* INPUT MATERIAL:
::::::::::
PR #2784, opened 2022-01-29
Create and use java.util.ConcurrentThreadLocalRandom on the same flatMap call

### LINKED ISSUE #2766: Random.javaUtilConcurrentThreadLocalRandom not thread-local
I think that `cats.effect.std.Random.javaUtilConcurrentThreadLocalRandom` might call a `ThreadLocalRandom` from the incorrect thread. Its unlikely this would cause any problems on OpenJDK, since there *every* `ThreadLocalRandom` is the "same", but... it's still not allowed, and who knows what other JVM-s might do.

I think this could happen in the following way. Inlining a few things, what it does is like this:
```scala
def nextBoolean: F[Boolean] =
  for {
    r <- Sync[F].delay(new SRandom(java.util.concurrent.ThreadLocalRandom.current()))
    out <- Sync[F].delay(r.nextBoolean())
  } yield out
```
So there is a `flatMap` between the call to `.current()` and (for example) the call to `.nextBoolean()`. And if there is an "autocede" between them, the fiber could be rescheduled to another JVM thread. And then `.nextBoolean()` would be called on another thread's `ThreadLocalRandom`. At least I think this could happen.

PiotrBosak:
also moved around some methods in `ScalaRandom` to keep the same order as in `Random` trait.
Fixes #2766

### DIFF
--- a/std/shared/src/main/scala/cats/effect/std/Random.scala
+++ b/std/shared/src/main/scala/cats/effect/std/Random.scala
@@ -329,8 +329,7 @@ object Random {
     }
 
   def javaUtilConcurrentThreadLocalRandom[F[_]: Sync]: Random[F] =
-    new ScalaRandom[F](
-      Sync[F].delay(new SRandom(java.util.concurrent.ThreadLocalRandom.current()))) {}
+    new JavaUtilConcurrentThreadLocalRandom[F] {}
 
   def javaSecuritySecureRandom[F[_]: Sync](n: Int): F[Random[F]] =
     for {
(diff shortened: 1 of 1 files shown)


std/shared/src/main/scala/cats/effect/std/Random.scala
```diff
@@ -516,9 +520,47 @@ object Random {
...
-      if (condition) ().pure[F]
-      else new IllegalArgumentException(errorMessage).raiseError[F, Unit]
+  private abstract class ThreadLocalRandom[F[_]: Sync] extends RandomCommon[F] {
+    def nextBoolean: F[Boolean] =
+      Sync[F].delay(new SRandom(java.util.concurrent.ThreadLocalRandom.current()).nextBoolean())
+
+    def nextBytes(n: Int): F[Array[Byte]] = {
+      val bytes = new Array[Byte](0 max n)
+      Sync[F]
+        .delay(new SRandom(java.util.concurrent.ThreadLocalRandom.current()).nextBytes(bytes))
```
armanbilge: Maybe we should factor this out 😅 
```scala
private[this] def localRandom = new SRandom(java.util.concurrent.ThreadLocalRandom.current())
```

armanbilge (commented):
Thanks for the PR :)

std/shared/src/main/scala/cats/effect/std/Random.scala
PiotrBosak: yes, I was thinking about it, but figured the function is side-effectful so I ended up not doing it.
Makes sense though since it's not part of the interface.

armanbilge: Good point, you may want to slap a `()` on that: `localRandom()`.

PiotrBosak: done

armanbilge:
Closing/re-opening to trigger CI on a fresh merge with series/3.3.x.

djspiewak (approved):

djspiewak:
Looks good, thank you!

PR #2785, opened 2022-01-30
Simplify randomness in `TestContext`

vasilmkd:
The idea of this PR is, instead of traversing an iterator and creating an array of up to 10 tasks and then randomly selecting one, this PR adds a random component to each task (just a `Long` value) which is used when comparing two `Task` instances, such that the random component is used when disambiguating tasks which are supposed to run at the same time, effectively enforcing a random ordering of tasks that can run at the same time, while tasks that run at different times still keep their expected temporal ordering. This further allows to simply pick the head task, because the eligible tasks have already been randomized when inserting into the sorted set by the comparator.

This PR further cuts down on unnecessary allocations.

### DIFF
--- a/kernel-testkit/shared/src/main/scala/cats/effect/kernel/testkit/TestContext.scala
+++ b/kernel-testkit/shared/src/main/scala/cats/effect/kernel/testkit/TestContext.scala
@@ -326,10 +326,8 @@ object TestContext {
 
         def compare(x: Task, y: Task): Int =
           x.runsAt.compare(y.runsAt) match {
-            case nonZero if nonZero != 0 =>
-              nonZero
-            case _ =>
-              longOrd.compare(x.id, y.id)
+            case 0 => longOrd.compare(x.id + x.rnd, y.id + y.rnd)
+            case nonZero => nonZero
           }
       }
   }
--- a/kernel-testkit/shared/src/main/scala/cats/effect/kernel/testkit/TestContext.scala
+++ b/kernel-testkit/shared/src/main/scala/cats/effect/kernel/testkit/TestContext.scala
@@ -71,7 +71,7 @@ final class TestContext private (_seed: Long) extends ExecutionContext { self =>
 
   def execute(r: Runnable): Unit =
     synchronized {
-      stateRef = stateRef.execute(r)
+      stateRef = stateRef.execute(r, random)
     }
 
   def reportFailure(cause: Throwable): Unit =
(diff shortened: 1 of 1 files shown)


kernel-testkit/shared/src/main/scala/cats/effect/kernel/testkit/TestContext.scala
```diff
@@ -130,24 +133,32 @@ final class TestContext private (_seed: Long) extends ExecutionContext { self =>
...
           stateRef = current.copy(tasks = rest)
-          // execute task
-          try head.task.run()
-          catch { case NonFatal(ex) => reportFailure(ex) }
-          true
+          head
 
         case None =>
-          false
+          null
```
djspiewak: IMO this allocation reduction just isn't worth it. `TestControl` is, by definition, only used in scenarios where performance really isn't necessary. I would prefer to keep the code clarity.

kernel-testkit/shared/src/main/scala/cats/effect/kernel/testkit/TestContext.scala
```diff
@@ -130,24 +133,32 @@ final class TestContext private (_seed: Long) extends ExecutionContext { self =>
...
-    synchronized {
+  def tickOne(): Boolean = {
+    val head = synchronized {
       val current = stateRef
 
-      // extracting one task by taking the immediate tasks
-      extractOneTask(current, current.clock, random) match {
-        case Some((head, rest)) =>
+      // extracing one task
+      current.tasks.headOption.filter(_.runsAt <= current.clock) match {
```
djspiewak: Shouldn't we invert this?

```suggestion
      current.tasks.filter(_.runsAt <= current.clock).headOption match {
```

I believe that by doing it in the order you do, you're forcing a lot of churn and and failed takes when most tasks are delayed.

djspiewak (changes requested):
I like this idea a lot! A few minor notes and otherwise looks good.

kernel-testkit/shared/src/main/scala/cats/effect/kernel/testkit/TestContext.scala
vasilmkd: Sorry, I don't quite understand this suggestion. I didn't change the code, it was already like that. The code as it is doesn't traverse the data structure to filter it, while the suggestion does, I would think the latter does strictly more work.

djspiewak: Oh, I think I missed the fact that `tasks` is sorted, so you're guaranteed to get one that you can run if *any* can be run.

kernel-testkit/shared/src/main/scala/cats/effect/kernel/testkit/TestContext.scala
vasilmkd: Done.

djspiewak (approved):

PR #3988, opened 2024-02-03
Updated macos GHA runners to use the new M series

djspiewak:


djspiewak:
Ah we need to update https://github.com/typelevel/download-java. Okay I'll come back to yak shaving another day unless someone else picks it up…

I think we should try to get to this sooner rather than later though, if only to get the higher performance macos builds. The intel runners are incredibly slow.

armanbilge:
> Ah we need to update https://github.com/typelevel/download-java

This action is deprecated, the new sbt-typelevel series doesn't use it anymore. We couldn't easily do that upgrade on this branch, but it's already done on `series/3.x`.

armanbilge:
- https://github.com/actions/runner-images/issues/9369

PR #3999, opened 2024-02-13
Use `dep` instead of `lib` in FAQ docs

ChidiRnweke:
The directive "lib" has been deprecated in favour of the directive "dep". Using  the lib directive "lib" results in a deprecation warning. See https://scala-cli.virtuslab.org/docs/release_notes#rename-using-lib-to-using-dep for more information.


djspiewak (approved):
Thank you!

PR #4001, opened 2024-02-16
Fix issue #3998

### LINKED ISSUE #3998: Cancelling `Async` queue `take` makes other `take` hang
This test fails:

```scala
    "foobar" in real {
      val mkQueue = Queue.unboundedForAsync[IO, String] // this fails
      // val mkQueue = Queue.unboundedForConcurrent[IO, String] // this is ok
      val test = mkQueue.flatMap { q =>
        val Item = "foobar"
        def taker(ref: Ref[IO, String]): IO[Unit] = IO.uncancelable { poll =>
          poll(q.take).flatMap(ref.set)
        }

        for {
          // 2 takers:
          ref1 <- IO.ref("")
          ref2 <- IO.ref("")
          fibers <- IO.both(taker(ref1).start, taker(ref2).start)
          (fib1, fib2) = fibers
          _ <- IO.sleep(0.1.second)
          // race cancelling one of them
          // and pushing one item;
          // whatever happens, exactly one
          // of them must receive that item:
          _ <- fib1.cancel.both(q.offer(Item)) // this fails
          // _ <- fib1.cancel.productR(q.offer(Item)) // this is ok
          item1 <- ref1.get
          _ <- if (item1.nonEmpty) {
            // fib1 must've took the item
            IO(item1 mustEqual Item) *> {
              // and fib2 is not yet finished
              ref2.get.flatMap { item2 =>
                IO(item2.isEmpty must beTrue)
              } *> {
                // make fib2 not hang by pushing another item:
                q.offer("x") *> fib2.joinWithNever *> ref2.get.flatMap { item2 =>
                  IO(item2 mustEqual "x")
                }
              }
            }
          } else {
            IO.ref(false).flatMap { timedOut =>
              // fib1 (it's already completed)
              // didn't take the item; fib2 must:
              fib2.joinWithNever.timeoutTo(
                4.seconds,
                timedOut.set(true) *> q.offer("y") *> fib2.joinWithNever // fallback to not make the test hang
              ) *> ref2.get.flatMap { item2 =>
                IO(item2 mustEqual Item) *> timedOut.get.flatMap { timedOut =>
                  // if we used the fallback, make the test fail:
                  IO(timedOut mustEqual false) // fails HERE
                }
              }
            }
          }

        } yield ()
      }

      test.parReplicateA_(10000).as(ok)
    }
```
::::::::::
Throughout the data above, find each line that includes the string "offer"; state only how many there are.

4